Welcome to the Qwen 2.5 Coder repository! This project demonstrates the capabilities of the Qwen 2.5 Coder model to automate the transformation of UI elements into structured HTML and CSS, leveraging the power of vision-language models (VLMs). With this tool, developers and designers can streamline the UI design process and rapidly prototype web components.
Qwen 2.5 Coder by Alibaba is a cutting-edge vision-language model that interprets visual inputs and translates them into code, helping convert UI layouts into HTML/CSS formats. It’s designed to understand complex visual features and generate accurate, ready-to-use code snippets. This repository provides a Streamlit application for interactive UI-to-code transformation.
- Automated Code Generation: Transform images of UI layouts into structured HTML/CSS with a few clicks.
- Flexible Model Options: Choose between multiple powerful models like Qwen 2.5, Pixtral, GPT-4o, and LLaMA for diverse coding and layout needs.
- Simple Deployment: Run the code transformation tool locally with minimal setup.
- Streamlit Application: A web app interface for uploading UI images and generating HTML/CSS.
- Code Scripts: Functions to encode images, call the model API, and process code outputs.
- HTML/CSS Extraction: Automated extraction of code blocks for easy integration into your projects.

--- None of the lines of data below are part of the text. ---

PR #28651, opened 2015-03-05
Bug 1094759 - new Bootstrap

alivedise:
Conflicts:
    apps/system/index.html
    apps/system/js/app_transition_controller.js
    apps/system/js/app_window_manager.js
    apps/system/js/bootstrap.js
    apps/system/js/browser.js
    apps/system/js/browser_context_menu.js
    apps/system/js/input_window_manager.js
    apps/system/js/software_button_manager.js
    apps/system/js/task_manager.js
    apps/system/test/unit/bootstrap_test.js
    apps/system/test/unit/icc_test.js
    apps/system/test/unit/sound_manager_test.js
    apps/system/test/unit/task_manager_test.js


try-server-hook:
[alivedise Alive.Kuo (alivedise)](https://github.com/alivedise) started tests. [Results](https://treeherder.mozilla.org/ui/#/jobs?repo=gaia-try&revision=1dd96e6228fd)

try-server-hook:
[alivedise Alive.Kuo (alivedise)](https://github.com/alivedise) started tests. [Results](https://treeherder.mozilla.org/ui/#/jobs?repo=gaia-try&revision=112edf2d47cb)

try-server-hook:
[alivedise Alive.Kuo (alivedise)](https://github.com/alivedise) started tests. [Results](https://treeherder.mozilla.org/ui/#/jobs?repo=gaia-try&revision=bb046f477d04)

apps/system/index.html
```diff
@@ -1193,5 +905,22 @@ <h1 data-l10n-id="deviceMenu"></h1>
       <div id="bottom-panel" class="gesture-panel" data-z-index-level="gesture-panel"></div>
 
     </div> <!-- end of #screen -->
+
+    <script defer src="shared/js/settings_listener.js"></script>
```
KevinGrandon: What's the reasoning for placing these scripts at the bottom? Since we have the ```defer``` attribute, I think it's cleaner for them to be defined in the ```<head>```. I think it's cleaner to read that way.

shared/test/unit/mocks/mock_service.js
```diff
@@ -28,8 +48,52 @@ var MockService = {
   },
   query: function(state) {
     switch (state) {
+      case 'isUpgrade':
```
KevinGrandon: The number of things under Service is growing at quite a fast speed. Is this the long term plan and is this scalable? It seems like just another namespace besides window to hold global soup.

apps/system/index.html
```diff
@@ -3,84 +3,33 @@
...
-    <script defer src="js/base_ui.js"></script>
-    <script defer src="js/places.js"></script>
 
-    <script defer src="js/orientation_manager.js"></script>
-    <!--
-    <script defer src="shared/js/input_mgmt/input_app_list.js"></script>
-    <script defer src="shared/js/keyboard_helper.js"></script>
-    <script defer src="shared/js/template.js"></script>
-    -->
+    <link rel="resource" type="image/png" href="shared/resources/branding/browser_84.png"/>
```
KevinGrandon: These two resources currently seem duplicated on line 117?

apps/system/js/bluetooth_core.js
```diff
@@ -16,12 +20,22 @@
   BaseModule.create(BluetoothCore, {
     name: 'BluetoothCore',
 
-    start: function() {
+    _start: function() {
+      console.log('1');
```
KevinGrandon: nit: just a reminder, I assume we want to remove these before landing?

apps/system/js/homescreen_launcher.js
```diff
@@ -216,7 +160,9 @@
         return null;
       }
       if (typeof this._instance == 'undefined') {
-        this._instance = new HomescreenWindow(this._currentManifestURL);
+        console.trace();
+        this._instance = new window.HomescreenWindow(this._currentManifestURL);
```
KevinGrandon: nit: we already define ```HomescreenWindow``` as a global, so maybe we should just access it directly instead of through ```window```?

apps/system/js/shortcuts.js
```diff
@@ -0,0 +1,60 @@
...
+  BaseModule.create(Shortcuts, {
+    name: 'Shortcuts',
+
+    _start: function() {
+      window.addEventListener('touchstart', this, true);
+      window.addEventListener('touchend', this, true);
+      window.addEventListener('mousedown', this, true);
+      window.addEventListener('mouseup', this, true);
+    },
+    /* === XXX Bug 900512 === */
```
KevinGrandon: I think all of this weird touch handler code was removed recently by @etiennesegonzac ?

try-server-hook:
[alivedise Alive.Kuo (alivedise)](https://github.com/alivedise) started tests. [Results](https://treeherder.mozilla.org/ui/#/jobs?repo=gaia-try&revision=ce59e07be720)

try-server-hook:
[alivedise Alive.Kuo (alivedise)](https://github.com/alivedise) started tests. [Results](https://treeherder.mozilla.org/ui/#/jobs?repo=gaia-try&revision=e63a94e0453b)

try-server-hook:
[alivedise Alive.Kuo (alivedise)](https://github.com/alivedise) started tests. [Results](https://treeherder.mozilla.org/ui/#/jobs?repo=gaia-try&revision=90db670d006d)

apps/system/js/shortcuts.js
etiennesegonzac: yes we did ! (it's a perf issue for APZC in the main process and we don't have the issue on the flame)

etiennesegonzac:
I could see all the `onidle` waits becoming a pain for integration tests. Good thing is: we already have a `waitForStartup` method in `apps/system/test/marionette/lib/system.js`!
I think it should wait for the system to be fully loaded, maybe we'll need an event.

shared/test/unit/mocks/mock_service.js
```diff
@@ -28,8 +48,52 @@ var MockService = {
...
+        return this.mLayoutManager_height -
+          (arguments[2] ? 0 : this.mKeyboardHeight);
+      case 'SoftwareButtonMnager.height':
+        return this.mSoftwareButtonManager_height;
+      case 'SoftwareButtonMnager.width':
+        return this.mSoftwareButtonManager_width;
+      case 'InputWindowManager.height':
+        return this.mInputWindowManager_getHeight;
+      case 'getFtuOrigin':
+        return 'app://ftu.gaiamobile.org';
```
etiennesegonzac: This doesn't look healthy :)

For example, the tricky EdgeSwipeDetector unit test failure just comes from the fact that `SoftwareButtonManager` is misspelled as `SoftwareButtonMnager` in this switch case.

I think the `MockService` should be a really shallow mock with barely no logic and we should let each test do things like:

`this.sinon.stub(MockService, 'query').withArgs('SoftwareButtonManager.height').returns(42)`

or, even better the we could declare a little helper in `mock_service.js` to let testers do 

`mockQueryWith('SoftwareButtonManager.height', 42)`

Some tests will have a fair amount of those but it makes it very explicit in code and in tests when a modules has tones for `Service` dependencies which is a good thing IMO since we don't want it to go out of hands.

apps/system/test/unit/edge_swipe_detector_test.js
```diff
@@ -577,7 +565,7 @@ suite('system/EdgeSwipeDetector >', function() {
         var recvEvents = verticalSwipe();
 
         var call = fwSpy.secondCall;
-        assert.equal(call.args[0], recvEvents[7]);
+        assert.equal(call.args[0], recvEvents[8]);
```
etiennesegonzac: I'm pretty sure we shouldn't change this. I agree that this is hard to read,
But I'm pretty sure this test will never pass since it asserts that the second and third call to forward got the same argument (`recvEvents[8]` instead of `recvEvents[7]` then `recvEvents[8]`)

apps/system/js/base_module.js
```diff
@@ -110,7 +102,83 @@
    */
   BaseModule.STATES = [];
 
+  BaseModule.SIDE_MODULES = [];
```
etiennesegonzac: Not sure about the "side modules" name, but not sure I fully understand the concept either.
Are those "lazy modules"? If yes I think `LAZY_MODULES` and `LayModuleMixin` would be more explicit (and a comment block would probably help too).

apps/system/js/base_module.js
```diff
@@ -110,7 +102,83 @@
...
+        unloaded.forEach(function(module) {
+          var moduleName = BaseModule.lowerCapital(module);
+          if (!this[moduleName]) {
+            this._initialSideModule(moduleName, module);
+          }
+        }, this);
+        this.__side_module_loaded && this.__side_module_loaded();
+      }.bind(this)).catch(function(err) {
+        console.error(err);
+      });
```
etiennesegonzac: this code is pretty hard to read and _very_ similar to the sub module code, we should factor it :)

apps/system/js/base_module.js
```diff
@@ -121,33 +189,50 @@
...
+          if (!this[name]) {
+            this._initialSubModule(name, submodule);
+          }
+        } else {
+          unloaded.push(submodule);
+        }
+      }, this);
+
+      if (unloaded.length === 0) {
+        this.__sub_module_loaded && this.__sub_module_loaded();
```
etiennesegonzac: Is the `__` prefix supposed to be for "stuff the child class should/can override"?
I think we need to be more consistent with those (we also have `_start`, `_stop` etc...).
We even have a comment mentioning `onSubModuleInited` ??

How about:
```
baseStart()
baseStop()
baseSubModuleLoaded()
baseSideModuleLoaded()
```
etc...

apps/system/js/base_module.js
etiennesegonzac: Also I'm not sure that we need a top level `SIDE_MODULES` concept if each module is responsible to trigger the `_startSideModules()`.

Either the logic of "when should we load side modules" is something common, then we should have it in the "declarative part" of the `BaseModule` (ie. `BaseModule.SIDE_MODULES`) and the default implementation should take care of loading them.
Or the load logic really depends on each module and we should just add a `BaseModule.lazyLoad('ModuleName')` helper method and let each module explicitly load stuff lazily when it fits.

apps/system/js/base_module.js
```diff
@@ -110,7 +102,83 @@
...
+        if (this[moduleName]) {
+          this.debug('Stopping submodule: ' + moduleName);
+          this[moduleName].stop && this[moduleName].stop();
+        }
+      }, this);
+    }
+  };
+
   var SubmoduleMixin = {
+    START_SUB_MODULES_ON_START: true,
```
etiennesegonzac: I'm not completely opposed to it but we should always think twice before adding a special case to what is supposed to be the "common part" of the system modules.
Looks like we could remove this special case and let `AppCore` do a few (tested) `this.lazyLoad('ModuleName')` calls once it gets the `applicationready`.

apps/system/js/edge_swipe_detector.js
```diff
@@ -370,14 +369,16 @@
       // but we still want to redispatch touch events to the "overlayed"
       // software home button
       var softwareButtonOverlayed =
-        Service.currentApp &&
-        Service.currentApp.isFullScreenLayout();
+        Service.query('getTopMostWindow') &&
+        Service.query('getTopMostWindow').isFullScreenLayout();
       if (softwareButtonOverlayed) {
-        return x > (layoutManager.width - softwareButtonManager.width) ||
-            y > (layoutManager.height - softwareButtonManager.height);
```
etiennesegonzac: please extract the `Service.query` calls inside variables

apps/system/js/launcher.js
```diff
@@ -0,0 +1,61 @@
...
+  var Launcher = function() {};
+  Launcher.SETTINGS = [
+    'ftu.manifestURL',
+    'homescreen.manifestURL',
+    'deviceinfo.previous_os',
+    'deviceinfo.os',
+    'lockscreen.enabled'
+  ];
+  Launcher.STATES = [
+    'isUpgrade'
```
etiennesegonzac: nit: `justUpgraded`

try-server-hook:
[alivedise Alive.Kuo (alivedise)](https://github.com/alivedise) started tests. [Results](https://treeherder.mozilla.org/ui/#/jobs?repo=gaia-try&revision=8c9e28dc471e)

apps/system/js/core.js
```diff
@@ -9,18 +9,55 @@
...
+    'SourceView',
+    'TtlView',
+    'MediaRecording',
+    'QuickSettings',
+    'Shortcuts',
+    'UsbStorage',
+    'MobileIdManager', // nonblocking
+    'FindmydeviceLauncher', // nonblocking
+    'FxAccountsManager', // nonblocking
+    'FxAccountsUI', // nonblocking
```
mikehenrty: What does it mean to be non-blocking? Are they loaded different in the code?

apps/system/js/wallpaper_manager.js
```diff
@@ -349,6 +349,10 @@
       // Create a new blob:// url for this blob
       this._blobURL = URL.createObjectURL(blob);
 
+      document.getElementById('screen').style.backgroundImage =
+        'linear-gradient(rgba(0, 0, 0, 0.1), rgba(0, 0, 0, 0.1)),' +
+        'url(' + this._blobURL + ')';
+
```
mikehenrty: What does this have to do with your patch?

apps/system/js/core.js
```diff
@@ -58,6 +98,46 @@
...
+            'js/devtools/logshake.js',
+            'js/devtools/remote_debugger.js',
+            'shared/js/date_time_helper.js'
+          ]).then(function() {
+            self.remoteDebugger = new RemoteDebugger();
+            // self.remoteDebugger.start();
+          });
+        }
+      };
+      navigator.addIdleObserver(idleObserver);
```
mikehenrty: Right now it looks like we have 3 places that use this 10s idle timer to do things like loading imports and starting side modules. Perhaps we should abstract this into BaseModule such that you could have things like:
```
Core.LOAD_ON_IDLE = [
  'js/download/download_manager.js',
  'js/payment.js',
  ...
];
Core.START_MODULES_ON_IDLE = [
  'NotificationScreen',
  'AirplaneMode',
  ...
];
```
and even perhaps have a function`__on_idle` that gets run after the IDLE modules have been loaded/started. In any case, it seems a little unfortunate that these modules have to repeat the idle observer logic, and yet all do very similar things.

apps/system/js/shortcuts.js
alivedise: good news!

apps/system/js/homescreen_launcher.js
alivedise: right, fixing

shared/test/unit/mocks/mock_service.js
alivedise: I have no long term plan... but I am opened to other solution to avoid put instances under global object.

shared/test/unit/mocks/mock_service.js
alivedise: I am sure this(mock things in MockService instead of mocking it in tests) was requested by you in certain review :)

apps/system/test/unit/edge_swipe_detector_test.js
alivedise: Yes, I am just blindly trying what's that...

apps/system/js/wallpaper_manager.js
alivedise: This one is moved from the original bootstrap.js to assign the blob into the wallpaper background image.

apps/system/js/core.js
alivedise: right

try-server-hook:
[alivedise Alive.Kuo (alivedise)](https://github.com/alivedise) started tests. [Results](https://treeherder.mozilla.org/ui/#/jobs?repo=gaia-try&revision=7c3080836a80)

try-server-hook:
[alivedise Alive.Kuo (alivedise)](https://github.com/alivedise) started tests. [Results](https://treeherder.mozilla.org/ui/#/jobs?repo=gaia-try&revision=983e125b5a5f)

try-server-hook:
[alivedise Alive.Kuo (alivedise)](https://github.com/alivedise) started tests. [Results](https://treeherder.mozilla.org/ui/#/jobs?repo=gaia-try&revision=b459b3ab65a2)

apps/system/js/launcher.js
```diff
@@ -0,0 +1,61 @@
...
+    name: 'Launcher',
+    ready: function() {
+      this._version = {};
+      return Promise.all([
+        this.readFtu(),
+        this.readSetting('homescreen.manifestURL'),
+        this.readSetting('ftu.manifestURL'),
+        this.readSetting('deviceinfo.os'),
+        this.readSetting('deviceinfo.previous_os')
+      ]).then(function(results) {
```
julienw: just a suggestion, but maybe you can use destructing assignment to have more meaningful variable names instead of results[0,1,2,3,4]

lightsofapollo:
Running tests
https://treeherder.mozilla.org/#/jobs?repo=gaia&revision=ee2e6d945cf3c99cb0913217b224f80e905f0db3

apps/system/js/base_module.js
```diff
@@ -111,6 +103,24 @@
...
   var SubmoduleMixin = {
+    // We could dynamically add and load new modules on demand.
+    loadWhenIdle: function(modules, time) {
+      return new Promise(function(resolve) {
+        this.constructor.SUB_MODULES =
+          this.constructor.SUB_MODULES.concat(modules);
+        var self = this;
+        var idleObserver = {
+          time: time || 10,
+          onidle: function() {
```
timdream: `onidle` will invoke instantly if the phone has already idle for more than 10 sec when `addIdleObserver` is called. Are you sure this is what's intended? If so we can use IdleObserver directly.

timdream: Otherwise we should be using idleTimer in shared.

alivedise: Yes, it's intended. And even 10secs is still slow..I am thinking of a way to improve it if necessary.

apps/system/js/launcher.js
alivedise: Good suggestion! Thanks!

apps/system/js/launcher.js
alivedise: done

apps/system/js/edge_swipe_detector.js
alivedise: done

apps/system/js/base_module.js
alivedise: As you wish.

git clone https://github.com/aryankargwal/genai-tutorials
cd genai-tutorials
cd qwen-coder
pip install -r requirements.txt
Ensure you have an API key from Tune Studio to access the Qwen model.
To start the interactive UI for uploading images and generating HTML/CSS:
streamlit run app.py
- Image Upload: Upload any UI image, such as a wireframe or a screenshot of a software layout.
- Model Selection: Choose from Qwen, GPT-4o, Pixtral, and LLaMA models for generating code based on your specific requirements.
- Generate HTML/CSS: Get a detailed description and HTML/CSS code output for the UI elements in your image.
- Multimodal Parsing: Qwen and other models accurately interpret both visual and text elements.
- User-Friendly Interface: Easily upload, process, and view outputs in a streamlined app.
- Versatile Model Choices: Experiment with different models to get the best results for diverse UI scenarios.
- Model Fine-Tuning: Tutorials for optimizing Qwen 2.5 on unique data sets.
- Extended Use Cases: Explore applications in automated prototyping, document parsing, and screen parsing.
This project is licensed under the MIT License. See the LICENSE file for more details.